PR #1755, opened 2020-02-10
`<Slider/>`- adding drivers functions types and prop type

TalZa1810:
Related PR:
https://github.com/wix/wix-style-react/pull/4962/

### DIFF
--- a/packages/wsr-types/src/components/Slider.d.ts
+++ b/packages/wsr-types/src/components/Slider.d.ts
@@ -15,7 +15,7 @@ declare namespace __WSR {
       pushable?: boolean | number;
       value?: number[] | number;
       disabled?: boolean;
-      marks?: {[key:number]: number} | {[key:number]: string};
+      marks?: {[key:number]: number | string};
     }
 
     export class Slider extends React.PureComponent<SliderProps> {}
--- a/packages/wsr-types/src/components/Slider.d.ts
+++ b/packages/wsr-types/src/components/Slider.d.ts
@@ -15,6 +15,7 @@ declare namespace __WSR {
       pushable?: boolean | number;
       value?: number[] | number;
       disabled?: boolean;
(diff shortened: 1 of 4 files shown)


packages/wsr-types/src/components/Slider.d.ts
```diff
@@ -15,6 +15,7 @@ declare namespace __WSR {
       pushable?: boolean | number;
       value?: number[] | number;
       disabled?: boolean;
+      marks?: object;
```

+-------+

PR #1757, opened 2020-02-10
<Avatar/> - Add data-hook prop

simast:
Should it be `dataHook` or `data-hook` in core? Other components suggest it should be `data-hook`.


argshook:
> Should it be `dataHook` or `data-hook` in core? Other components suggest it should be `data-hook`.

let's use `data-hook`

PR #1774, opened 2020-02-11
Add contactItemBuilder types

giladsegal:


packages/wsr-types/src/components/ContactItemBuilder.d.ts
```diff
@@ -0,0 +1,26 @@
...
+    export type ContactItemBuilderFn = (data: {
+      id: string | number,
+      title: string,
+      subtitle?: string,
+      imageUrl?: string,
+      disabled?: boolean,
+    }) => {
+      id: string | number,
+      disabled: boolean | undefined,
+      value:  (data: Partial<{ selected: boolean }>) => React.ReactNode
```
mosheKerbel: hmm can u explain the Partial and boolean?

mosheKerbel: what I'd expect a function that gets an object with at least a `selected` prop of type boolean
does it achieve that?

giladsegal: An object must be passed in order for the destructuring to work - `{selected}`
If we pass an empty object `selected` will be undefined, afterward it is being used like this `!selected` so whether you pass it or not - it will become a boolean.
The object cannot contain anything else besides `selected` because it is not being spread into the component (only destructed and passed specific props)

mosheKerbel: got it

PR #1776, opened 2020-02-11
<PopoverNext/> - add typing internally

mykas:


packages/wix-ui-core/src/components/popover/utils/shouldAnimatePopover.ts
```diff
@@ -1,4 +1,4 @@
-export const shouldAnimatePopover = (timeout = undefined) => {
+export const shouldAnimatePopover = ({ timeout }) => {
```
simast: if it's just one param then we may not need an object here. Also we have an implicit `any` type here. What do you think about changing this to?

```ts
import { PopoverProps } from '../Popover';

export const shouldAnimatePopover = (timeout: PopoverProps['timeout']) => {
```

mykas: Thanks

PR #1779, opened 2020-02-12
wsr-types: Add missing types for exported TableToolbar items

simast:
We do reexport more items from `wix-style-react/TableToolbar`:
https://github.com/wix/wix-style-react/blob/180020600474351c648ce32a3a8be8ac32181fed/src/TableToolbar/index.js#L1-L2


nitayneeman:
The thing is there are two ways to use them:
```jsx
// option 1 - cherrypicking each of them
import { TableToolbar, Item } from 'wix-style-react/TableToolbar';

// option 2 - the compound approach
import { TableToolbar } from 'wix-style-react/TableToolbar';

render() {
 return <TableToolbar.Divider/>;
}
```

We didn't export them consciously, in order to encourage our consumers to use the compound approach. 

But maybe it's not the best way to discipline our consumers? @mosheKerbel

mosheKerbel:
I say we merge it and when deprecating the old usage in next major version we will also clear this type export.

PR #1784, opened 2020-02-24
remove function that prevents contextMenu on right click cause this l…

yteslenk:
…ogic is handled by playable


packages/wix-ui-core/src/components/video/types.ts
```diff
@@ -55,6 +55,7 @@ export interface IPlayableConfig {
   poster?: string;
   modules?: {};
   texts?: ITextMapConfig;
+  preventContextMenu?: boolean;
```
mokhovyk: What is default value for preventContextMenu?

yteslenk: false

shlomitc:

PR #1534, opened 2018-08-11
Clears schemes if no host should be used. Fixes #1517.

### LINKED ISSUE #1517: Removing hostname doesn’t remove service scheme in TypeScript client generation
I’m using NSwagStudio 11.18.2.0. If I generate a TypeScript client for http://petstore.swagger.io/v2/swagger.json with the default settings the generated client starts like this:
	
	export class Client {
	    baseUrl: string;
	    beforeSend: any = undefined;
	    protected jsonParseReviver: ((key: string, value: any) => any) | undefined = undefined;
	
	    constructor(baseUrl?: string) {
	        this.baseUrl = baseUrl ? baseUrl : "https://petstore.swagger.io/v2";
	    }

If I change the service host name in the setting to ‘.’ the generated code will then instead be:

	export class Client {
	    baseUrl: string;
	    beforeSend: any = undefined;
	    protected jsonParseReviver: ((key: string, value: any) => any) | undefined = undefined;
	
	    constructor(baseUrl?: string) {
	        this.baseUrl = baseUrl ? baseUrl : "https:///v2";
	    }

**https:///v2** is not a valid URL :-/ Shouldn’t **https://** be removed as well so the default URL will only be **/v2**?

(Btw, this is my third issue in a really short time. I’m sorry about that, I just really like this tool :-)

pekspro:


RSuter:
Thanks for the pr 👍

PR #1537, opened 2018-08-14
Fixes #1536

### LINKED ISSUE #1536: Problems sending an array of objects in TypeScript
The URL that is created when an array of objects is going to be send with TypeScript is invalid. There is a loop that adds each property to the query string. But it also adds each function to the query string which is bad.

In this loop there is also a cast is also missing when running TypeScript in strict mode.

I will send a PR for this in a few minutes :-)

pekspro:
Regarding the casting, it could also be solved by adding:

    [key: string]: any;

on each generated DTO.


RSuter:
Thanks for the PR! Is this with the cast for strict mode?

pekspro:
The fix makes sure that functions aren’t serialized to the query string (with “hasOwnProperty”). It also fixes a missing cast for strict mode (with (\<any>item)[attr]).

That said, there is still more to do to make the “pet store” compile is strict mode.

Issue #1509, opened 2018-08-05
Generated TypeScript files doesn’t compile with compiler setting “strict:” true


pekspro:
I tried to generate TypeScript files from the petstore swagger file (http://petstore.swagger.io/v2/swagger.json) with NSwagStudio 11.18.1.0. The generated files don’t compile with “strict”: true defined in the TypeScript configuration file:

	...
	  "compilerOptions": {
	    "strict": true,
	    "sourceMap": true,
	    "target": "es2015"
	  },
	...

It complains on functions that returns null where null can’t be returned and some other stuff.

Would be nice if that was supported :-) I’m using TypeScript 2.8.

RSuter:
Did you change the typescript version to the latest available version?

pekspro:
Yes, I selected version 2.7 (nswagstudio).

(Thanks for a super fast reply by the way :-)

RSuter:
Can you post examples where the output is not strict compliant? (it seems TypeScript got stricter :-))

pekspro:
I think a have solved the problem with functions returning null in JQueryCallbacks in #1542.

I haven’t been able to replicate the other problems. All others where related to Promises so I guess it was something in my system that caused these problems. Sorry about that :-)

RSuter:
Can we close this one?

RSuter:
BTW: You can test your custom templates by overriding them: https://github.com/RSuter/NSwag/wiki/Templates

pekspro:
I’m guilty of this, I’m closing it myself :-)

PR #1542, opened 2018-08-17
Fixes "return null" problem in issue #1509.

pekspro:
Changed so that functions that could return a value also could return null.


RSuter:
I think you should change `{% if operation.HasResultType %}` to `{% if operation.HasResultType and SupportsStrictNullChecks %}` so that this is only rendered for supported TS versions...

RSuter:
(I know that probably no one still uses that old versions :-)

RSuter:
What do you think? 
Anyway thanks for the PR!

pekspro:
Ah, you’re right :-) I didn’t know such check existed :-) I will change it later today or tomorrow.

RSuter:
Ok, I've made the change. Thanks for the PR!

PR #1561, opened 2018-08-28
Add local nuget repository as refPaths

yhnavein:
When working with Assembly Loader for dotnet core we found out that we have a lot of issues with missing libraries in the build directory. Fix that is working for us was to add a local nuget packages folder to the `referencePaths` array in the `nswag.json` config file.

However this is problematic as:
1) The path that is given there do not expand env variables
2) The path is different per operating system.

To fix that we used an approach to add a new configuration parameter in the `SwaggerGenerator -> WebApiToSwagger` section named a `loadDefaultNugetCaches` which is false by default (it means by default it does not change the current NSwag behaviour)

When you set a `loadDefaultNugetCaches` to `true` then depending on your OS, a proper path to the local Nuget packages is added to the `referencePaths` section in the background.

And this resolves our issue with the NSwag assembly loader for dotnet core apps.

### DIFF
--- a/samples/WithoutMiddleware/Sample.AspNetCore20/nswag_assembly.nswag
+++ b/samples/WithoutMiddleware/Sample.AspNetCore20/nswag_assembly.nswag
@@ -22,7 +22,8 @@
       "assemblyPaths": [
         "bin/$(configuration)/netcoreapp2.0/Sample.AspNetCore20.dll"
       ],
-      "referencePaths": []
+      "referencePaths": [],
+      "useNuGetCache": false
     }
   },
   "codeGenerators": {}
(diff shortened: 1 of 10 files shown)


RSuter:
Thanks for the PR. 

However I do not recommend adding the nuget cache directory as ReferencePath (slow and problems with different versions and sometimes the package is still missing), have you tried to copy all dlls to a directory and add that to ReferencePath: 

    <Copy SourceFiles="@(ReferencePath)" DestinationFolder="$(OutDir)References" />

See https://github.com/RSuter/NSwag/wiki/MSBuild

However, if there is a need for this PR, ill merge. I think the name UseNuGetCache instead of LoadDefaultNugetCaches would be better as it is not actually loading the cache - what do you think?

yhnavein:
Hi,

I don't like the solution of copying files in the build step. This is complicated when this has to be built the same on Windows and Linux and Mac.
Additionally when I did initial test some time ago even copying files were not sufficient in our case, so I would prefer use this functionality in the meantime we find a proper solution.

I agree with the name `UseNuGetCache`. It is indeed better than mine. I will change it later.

+-------+

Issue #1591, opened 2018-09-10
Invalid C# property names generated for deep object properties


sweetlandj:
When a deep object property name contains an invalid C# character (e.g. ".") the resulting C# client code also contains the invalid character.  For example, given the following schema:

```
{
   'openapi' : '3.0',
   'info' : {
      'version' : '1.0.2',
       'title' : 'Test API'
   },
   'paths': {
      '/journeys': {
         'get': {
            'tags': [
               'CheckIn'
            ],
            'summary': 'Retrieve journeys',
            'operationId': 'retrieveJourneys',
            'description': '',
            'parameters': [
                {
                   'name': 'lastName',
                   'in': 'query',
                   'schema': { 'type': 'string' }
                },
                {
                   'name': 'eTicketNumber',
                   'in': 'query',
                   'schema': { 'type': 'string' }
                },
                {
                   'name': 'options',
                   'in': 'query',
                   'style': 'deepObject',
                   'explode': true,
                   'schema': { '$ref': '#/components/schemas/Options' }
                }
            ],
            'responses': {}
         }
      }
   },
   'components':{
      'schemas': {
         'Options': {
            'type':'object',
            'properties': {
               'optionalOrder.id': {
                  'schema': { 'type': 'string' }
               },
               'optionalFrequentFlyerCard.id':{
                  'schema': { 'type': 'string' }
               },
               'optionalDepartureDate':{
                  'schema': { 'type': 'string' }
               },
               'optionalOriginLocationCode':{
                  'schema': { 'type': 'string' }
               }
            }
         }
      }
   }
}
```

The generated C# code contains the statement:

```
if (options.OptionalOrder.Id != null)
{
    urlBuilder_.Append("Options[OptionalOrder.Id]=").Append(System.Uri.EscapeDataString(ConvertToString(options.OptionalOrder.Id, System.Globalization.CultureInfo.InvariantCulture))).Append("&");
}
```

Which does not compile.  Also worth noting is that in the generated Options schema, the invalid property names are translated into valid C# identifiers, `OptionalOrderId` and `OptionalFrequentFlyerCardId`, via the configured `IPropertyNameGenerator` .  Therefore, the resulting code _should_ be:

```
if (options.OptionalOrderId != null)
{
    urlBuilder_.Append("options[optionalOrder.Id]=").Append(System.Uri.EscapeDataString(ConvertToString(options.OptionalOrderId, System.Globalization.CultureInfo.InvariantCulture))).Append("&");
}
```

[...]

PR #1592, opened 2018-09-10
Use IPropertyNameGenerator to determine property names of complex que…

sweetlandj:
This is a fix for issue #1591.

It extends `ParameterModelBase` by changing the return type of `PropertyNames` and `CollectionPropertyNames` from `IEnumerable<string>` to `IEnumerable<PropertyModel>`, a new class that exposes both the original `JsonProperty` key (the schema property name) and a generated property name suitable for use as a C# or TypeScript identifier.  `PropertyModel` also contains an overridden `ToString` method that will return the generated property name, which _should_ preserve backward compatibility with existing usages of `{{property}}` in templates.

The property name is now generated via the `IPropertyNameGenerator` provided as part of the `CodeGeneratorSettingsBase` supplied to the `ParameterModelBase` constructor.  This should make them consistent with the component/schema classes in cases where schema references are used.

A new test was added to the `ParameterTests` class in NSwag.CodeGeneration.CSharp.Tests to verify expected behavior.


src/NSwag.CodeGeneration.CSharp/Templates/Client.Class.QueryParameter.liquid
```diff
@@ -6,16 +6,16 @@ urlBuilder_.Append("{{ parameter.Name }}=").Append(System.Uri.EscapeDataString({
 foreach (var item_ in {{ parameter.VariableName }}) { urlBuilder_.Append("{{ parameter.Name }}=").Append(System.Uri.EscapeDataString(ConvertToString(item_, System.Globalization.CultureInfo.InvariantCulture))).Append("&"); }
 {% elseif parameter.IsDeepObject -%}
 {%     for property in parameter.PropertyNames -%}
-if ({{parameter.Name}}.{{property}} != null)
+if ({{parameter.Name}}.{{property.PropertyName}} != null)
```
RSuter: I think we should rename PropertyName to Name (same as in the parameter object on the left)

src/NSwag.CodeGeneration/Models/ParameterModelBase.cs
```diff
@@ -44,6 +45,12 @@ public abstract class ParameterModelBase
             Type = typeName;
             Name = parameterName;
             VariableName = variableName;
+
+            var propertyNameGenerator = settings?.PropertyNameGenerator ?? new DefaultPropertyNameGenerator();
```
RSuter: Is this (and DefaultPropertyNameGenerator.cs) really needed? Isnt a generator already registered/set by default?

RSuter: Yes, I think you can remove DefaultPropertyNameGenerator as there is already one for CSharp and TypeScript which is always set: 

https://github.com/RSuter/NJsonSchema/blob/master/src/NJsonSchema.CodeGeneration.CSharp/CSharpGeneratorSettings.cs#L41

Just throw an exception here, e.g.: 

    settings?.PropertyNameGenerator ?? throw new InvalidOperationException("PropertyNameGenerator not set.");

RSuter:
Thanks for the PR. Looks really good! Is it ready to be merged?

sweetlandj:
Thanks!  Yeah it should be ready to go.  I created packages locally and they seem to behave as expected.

+-------+

TO DO => Provide solely the number of lines in the data that include the word "know".

EXERCISE SOLUTION => 2